A vítima aqui não é a Globo. É toda esta indústria. Aliás, qual indústria mesmo?
Eu explico qual indústria.
Somos uma indústria de geográfica limitação nacional. Um bairro. Mas nos achamos Brasil-il-il!!! (Tá bom, na área de criação somos ponta global, concedo com honra e louvor.)
O mapa desse business é aquele que fica na mesa da professora de geografia da escola primária. Um globo, lembra?
As regras deste negócio são globais. Nosso cafofo de regras nacionais, que tão bem fizeram à prosperidade desta indústria por décadas, está sendo invadido mais e mais por um tisunami internacional de ocupação por gigantes players muitas vezes maiores do que inúmeros países inteiros.
Nossas maiores empresas são micro pecinhas no quebra cabeças dominado, dependendo de quem faça essa conta, por 9 ou 12 gigantes extra nacionais, mega plataformas de negócios que estão e estarão mais presentes em cada cantinho do Planeta. Aqui no bairro também.

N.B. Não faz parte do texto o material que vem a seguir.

PR #1570, opened 2020-05-29
[Optimization] Optimize pickling of heterograph

soodoshll:
## Description

Implement the major part in C to avoid calling too many ``__getstate__`` functions in python.

**Time for transmitting 1000 graphs(from CoraDataset)**
- old: 2.20s
- new: 1.03s 

## Checklist
- [ ] Code is well-documented


BarclayII:
When you're finished please request a review.  Thanks for your effort!

src/graph/pickle.cc
```diff
@@ -14,85 +17,136 @@ namespace dgl {
...
+  strm->Write(fmts);
+  strm->Write(flags);
   return states;
 }
 
 HeteroGraphPtr HeteroUnpickle(const HeteroPickleStates& states) {
-  const auto metagraph = states.metagraph;
-  const auto &num_nodes_per_type = states.num_nodes_per_type;
-  CHECK_EQ(states.adjs.size(), metagraph->NumEdges());
+  char *buf = const_cast<char *>(states.meta.c_str());  // a readonly stream?
```
VoVAllen, line 58: Why not still using `MemoryStringStream`?

src/graph/pickle.cc
```diff
@@ -14,85 +17,136 @@ namespace dgl {
...
   HeteroPickleStates states;
-  states.metagraph = graph->meta_graph();
-  states.num_nodes_per_type = graph->NumVerticesPerType();
-  states.adjs.resize(graph->NumEdgeTypes());
+  dmlc::MemoryStringStream ofs(&states.meta);
+  dmlc::Stream *strm = &ofs;
+  strm->Write(ImmutableGraph::ToImmutable(graph->meta_graph()));
+  strm->Write(graph->NumVerticesPerType());
+  std::vector<SparseFormat> fmts;
+  std::vector<char> flags;
```
VoVAllen, line 25: Why does `vector<char>` needed here? You can read/write booleans separately, why you prefer first constructing a vector and then write them?

VoVAllen:
I'm a bit concerned about the way of implementation. This would only accelerate pytorch case, right? And according to pytorch, this acceleration should only be applicable for the multiprocessing scenario, which should be done by `ForkingPickler.register(DGLHeteroGraph, reduce_function)` instead of changing `setstate` and `getstate` for the original codes. @jermainewang 

My expectation would be only register this pickling method when using pytorch under multiprocessing scenario. Otherwise a naive implementation(or dgl's shared memory tensor in the future) could be fine.

src/graph/pickle.cc
soodoshll: This line is to drop the `const`. It is still necessary if using `MemoryStringStream`?

VoVAllen: You can directly use `dmlc::MemoryStringStream ifs(&states.meta);` as how you write.

jermainewang:
> I'm a bit concerned about the way of implementation. This would only accelerate pytorch case, right? And according to pytorch, this acceleration should only be applicable for the multiprocessing scenario, which should be done by `ForkingPickler.register(DGLHeteroGraph, reduce_function)` instead of changing `setstate` and `getstate` for the original codes. @jermainewang

What's the concern here? Do you foresee this implementation will slowdown pickle/unpickle in frameworks other than PyTorch?
 
> My expectation would be only register this pickling method when using pytorch under multiprocessing scenario. Otherwise a naive implementation(or dgl's shared memory tensor in the future) could be fine.

What do you mean by a naive implementation? Is the the current implementation or saving everything in one buffer?

VoVAllen:
My only concern is whether the current implementation is stable(whether there would be compatibility issue in the future). Pickle to file is different from pickle in multiprocessing, since there's no compatibility issue in the multiprocessing scenario. Therefore the purpose of multiprocessing pickle could be fast, but the purpose of file pickle could be stable.

For example, maybe we will need to turn to other methods to optimize the multiprocessing performance in Tensorflow, which might break the compatibility of file pickle in the future. Using `ForkingPickler` could be address this kind of issue.

src/graph/pickle.cc
```diff
@@ -107,8 +186,23 @@ DGL_REGISTER_GLOBAL("heterograph_index._CAPI_DGLHeteroPickle")
 DGL_REGISTER_GLOBAL("heterograph_index._CAPI_DGLHeteroUnpickle")
 .set_body([] (DGLArgs args, DGLRetValue* rv) {
     HeteroPickleStatesRef ref = args[0];
-    HeteroGraphPtr graph = HeteroUnpickle(*ref.sptr());
+    HeteroGraphPtr graph = ref->version ?
```
VoVAllen, line 189: Please use switch/if statement and check all the condition. (raise error by LOG(FATAL) if ref->version is not 0 or 1)

VoVAllen:
Thanks!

O Brasil ainda se pendura mal e mal entre as, sei lá, 10 maiores economias globais, mas sob a ótica da indústria da comunicação internacional, deixou de ser estratégico.
O CADE bate num mercado já combalido. Os players que julgam estar sentados à direita de Deus Pai e que imaginam lucrar de alguma forma com isso olham um canto aprazível de praia. Só que, já disse, trata-se de um tisunami.
O jogo de poder é um jogo de alternância. Hoje é assim, amanhã é assado. Os bobos da corte passarão, assim como toda a corte.
O que vai imutavelmente permanecer é a cena maior de um mundo em que pequenos, que pensam pequeno, serão tragados.
Nossa indústria é brilhante. Talentosa. Transformou e construiu marcas numa contribuição não menos do que bilionária em décadas para toda a economia do País. Vive agora franco e profundo processo de auto reformulação e renovação. Agências, anunciantes e publishers. O maior processo de transformação de todos os tempos. Maior do que a chegada da TV ou da Internet. É esse o quadro em questão.
Sairá, ali do outro lado do tsunami, completamente outra. Em minha pobre e parca opinião, renascida, renovada e mais forte. Além de muuuito mais em linha com as novas realidades de uma sociedade igualmente em profunda evolução sem fim. Sairá adaptada a nova era da transformação recorrente, porque entenderá, finalmente, depois de tantos avisos, que transformação não é um acaso, mas a nova norma.
Mas uma ameaça como essa do CADE expõe, inevitavelmente, nossas entranhas.
E não é tão bom assim o que se nos revela ver.